# Going, going, gone....?  Gander Mtn



## kiltman (Feb 13, 2017)

Looks like Gander Mountain is in trouble.

http://www.reuters.com/article/us-gandermountain-bankruptcy-idUSKBN15P2N5


----------



## Kawaliga (Feb 13, 2017)

Prices are too high IMO. Midway and Cabelas beat them on lots of items.


----------



## cam88 (Feb 15, 2017)

Wow this anit a surprise there prices are outrageous high!!!


----------



## Ihunt (Feb 15, 2017)

Not a big loss IMO.


----------



## flloridaboy101 (Feb 15, 2017)

non close to us here in savannah. I think there stores where to high on prices any how.


----------



## dixiecutter (Feb 16, 2017)

got one in dothan. never go there. by the looks of the parking lot- nobody does.


----------



## model88_308 (Mar 2, 2017)

If it keeps Bass Pro from getting to complete the "purchase" of Cabelas in the works then I'M ALL FOR IT!

https://www.fool.com/investing/2017/02/23/competitors-bankruptcy-could-derail-cabelas-merger.aspx


----------



## rhbama3 (Mar 3, 2017)

dixiecutter said:


> got one in dothan. never go there. by the looks of the parking lot- nobody does.



Same here in Albany. Great place to put eyes on that rod, reel, etc.. that you are looking at. However, unless you need it right now, the prices are just too high. Particularly on guns and ammo. I understand needing to make a profit but it should be obvious to the corporate office that they've priced themselves out of the market.


----------



## Rich Kaminski (Mar 4, 2017)

I agree, their prices were way too high. I shopped there once because I was over 300 miles from home and needed a cot for my tent.

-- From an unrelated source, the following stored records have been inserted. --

PR #2235, opened 2020-09-09
Fix abstract unix socket name

deiv:
For the abstract unix socket address type, the string in the
'sun_path' field of the 'sockaddr_un struct', is a not null-terminated
string (see unix(7)).

Fix the lentgh calculation of the 'sun_path' field to don't add
the termination null byte.

### DIFF
--- a/lib/cpp/CMakeLists.txt
+++ b/lib/cpp/CMakeLists.txt
@@ -59,6 +59,7 @@ set( thriftcpp_SOURCES
    src/thrift/transport/TBufferTransports.cpp
    src/thrift/transport/TWebSocketServer.h
    src/thrift/transport/TWebSocketServer.cpp
+   src/thrift/transport/SocketCommon.cpp
    src/thrift/server/TConnectedClient.cpp
    src/thrift/server/TServerFramework.cpp
    src/thrift/server/TSimpleServer.cpp
--- a/lib/cpp/Makefile.am
+++ b/lib/cpp/Makefile.am
@@ -88,6 +88,7 @@ libthrift_la_SOURCES = src/thrift/TApplicationException.cpp \
                        src/thrift/transport/TTransportUtils.cpp \
                        src/thrift/transport/TBufferTransports.cpp \
                        src/thrift/transport/TWebSocketServer.cpp \
+                       src/thrift/transport/SocketCommon.cpp \
                        src/thrift/server/TConnectedClient.cpp \
                        src/thrift/server/TServer.cpp \
                        src/thrift/server/TServerFramework.cpp \
@@ -206,7 +207,8 @@ include_transport_HEADERS = \
                          src/thrift/transport/TBufferTransports.h \
                          src/thrift/transport/TShortReadTransport.h \
                          src/thrift/transport/TZlibTransport.h \
-                         src/thrift/transport/TWebSocketServer.h
+                         src/thrift/transport/TWebSocketServer.h \
+                         src/thrift/transport/SocketCommon.h
 
 include_serverdir = $(include_thriftdir)/server
 include_server_HEADERS = \
--- a/lib/cpp/src/thrift/transport/SocketCommon.cpp
+++ b/lib/cpp/src/thrift/transport/SocketCommon.cpp
@@ -1,0 +1,85 @@
+/*
+ * Licensed to the Apache Software Foundation (ASF) under one
+ * or more contributor license agreements. See the NOTICE file
+ * distributed with this work for additional information
+ * regarding copyright ownership. The ASF licenses this file
+ * to you under the Apache License, Version 2.0 (the
+ * "License"); you may not use this file except in compliance
+ * with the License. You may obtain a copy of the License at
+ *
+ *   http://www.apache.org/licenses/LICENSE-2.0
+ *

You would think that someone in that organization would check the prices of their competitors and price their products competitively. Apparently that didn't happen.


----------



## HuntinJake_23 (Mar 12, 2017)

My buddy went by the one in Snellville, GA. Today  and said they will be closing their doors in 3 weeks!!


----------



## Baracus (Mar 23, 2017)

They were bought out and are closing the bottom 32 stores out of like 160 some. The Snellville store just made the list to close.


----------



## biggdogg (Mar 24, 2017)

Yep. The one in McDonough is going belly up.


----------



## kiltman (Mar 24, 2017)

> The one in McDonough is going belly up.



How much are they marking off the prices?


----------



## biggdogg (Mar 24, 2017)

kiltman said:


> How much are they marking off the prices?

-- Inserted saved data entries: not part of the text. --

PR #1859, opened 2019-08-28
THRIFT-4942: Generated fields privatized; add getters/setters

2DSharp:
Fixes THRIFT-4942: Set PHP struct generated field values as private with getters and setters

  Classes generated from structs create public fields; The access specifiers to them have been made private and they can be accessed/modified via generated getters and setters

- [X] Did you create an [Apache Jira](https://issues.apache.org/jira/projects/THRIFT/issues/) ticket?  (not required for trivial changes)
- [X] If a ticket exists: Does your pull request title follow the pattern "THRIFT-NNNN: describe my issue"?
- [X] Did you squash your changes to a single commit?  (not required, but preferred)
- [x] Did you do your best to avoid breaking changes?  If one was needed, did you label the Jira ticket with "Breaking-Change"?
- [X] If your change does not involve any code, add ` [skip ci]` at the end of your pull request to free up build resources.

PR #2238, opened 2020-09-19
THRIFT-4942: Add getters setters, improves on #1859

2DSharp:
Relates to THRIFT-4942

  A non-breaking version of #1859. Adds getters and setters to objects to access fields.

### DIFF
--- a/compiler/cpp/src/thrift/generate/t_php_generator.cc
+++ b/compiler/cpp/src/thrift/generate/t_php_generator.cc
@@ -411,6 +411,11 @@ private:
    * Global namespace for PHP 5.3
    */
   std::string nsglobal_;
+
+  /**
+   * Whether to generate getters and setters
+   */
+  bool getters_setters_;
 };
 
 bool t_php_generator::is_valid_namespace(const std::string& sub_namespace) {
--- a/compiler/cpp/src/thrift/generate/t_php_generator.cc
+++ b/compiler/cpp/src/thrift/generate/t_php_generator.cc
@@ -89,8 +89,8 @@ public:
           pwarning(0, "psr4 is default option! needn't add psr4 option!\n");
         }
       } else if (iter->first.compare("getters_setters") == 0) {
-	getters_setters_ = true;
-      }else {
+        getters_setters_ = true;
+      } else {
         throw "unknown option php:" + iter->first;
       }
     }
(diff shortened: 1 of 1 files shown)


Jens-G:
My idea was that you could add an option to the php generator that controls the new way using getters/setters and private fields, and if not set it would just generate the same code as before. Sorry for being not clear enough.

If I get it right, what you do here is to add the getters/setters but leave the fields publicly accessible?

2DSharp:
On it, I assume I will need to create a `getters_setters_` variable and check for the correct flag in the passed options iterator and set that variable to true.

Jens-G:
:\projects\thrift\compiler\cpp\src\thrift\generate\t_php_generator.cc:64:5: error: 'getters_setters_' was not declared in this scope
   64 |     getters_setters_ = false;
      |     ^~~~~~~~~~~~~~~~
compilation terminated due to -fmax-errors=1.

2DSharp:
@Jens-G Fixed!

Jens-G:
CI still complains (about unused parameters) https://travis-ci.org/github/apache/thrift/jobs/729280303

2DSharp:
@Jens-G The CI tests passed, however, two of them seem to fail because of failing EUNIT tests, possibly because modules couldn't be found for the Erlang library.

2DSharp:
A thing to note is that I've reverted the public/private thing to only public to not break previously working code. Adding the flag however will be a conscious decision and the user will have to migrate to using the getters/setters for accessing the values if the fields are set to private. 

Should I let it stay?

Jens-G:
IMHO when there are getters/setters chosen by setting the flag the dev should be aware that it might break code and so we should do it right. That was the idea, that we make it an opt-in decision, instead of forcing everybody into it.  Feel free to send another PR, since I already committed this just minutes ago.

2DSharp:
Right, I was a bit late to write it and saw it got merged right after I wrote it and so deleted the comment. I was thinking the same, since the developer is opting for it, they are already aware that it can break code.

2DSharp:
@Jens-G I was wondering if I should create another `private_fields` flag that creates private fields with getters and setters, and leave the `getters_setters` as it is right now, this way, one of them will be breaking (`private_fields`), and developers unwilling to break existing code can use getters and setters. Please let me know what your thoughts are on this.

Jens-G:
No private_fields flag, just connect it to the existing. Don't overcomplicate it.

2DSharp:
Updated with: https://github.com/apache/thrift/issues/2245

I haven't been since I saw the announcement.


----------



## turkeykirk (Mar 28, 2017)

kiltman said:


> How much are they marking off the prices?



Rode by the McDonough store today. 10 to 30 percent off. Mostly 10 per cent. No discount on ammo, guns etc. Didn't see any bargains.


----------



## Beaudeane (Apr 2, 2017)

Anybody know if the Chattanooga store is closing?


----------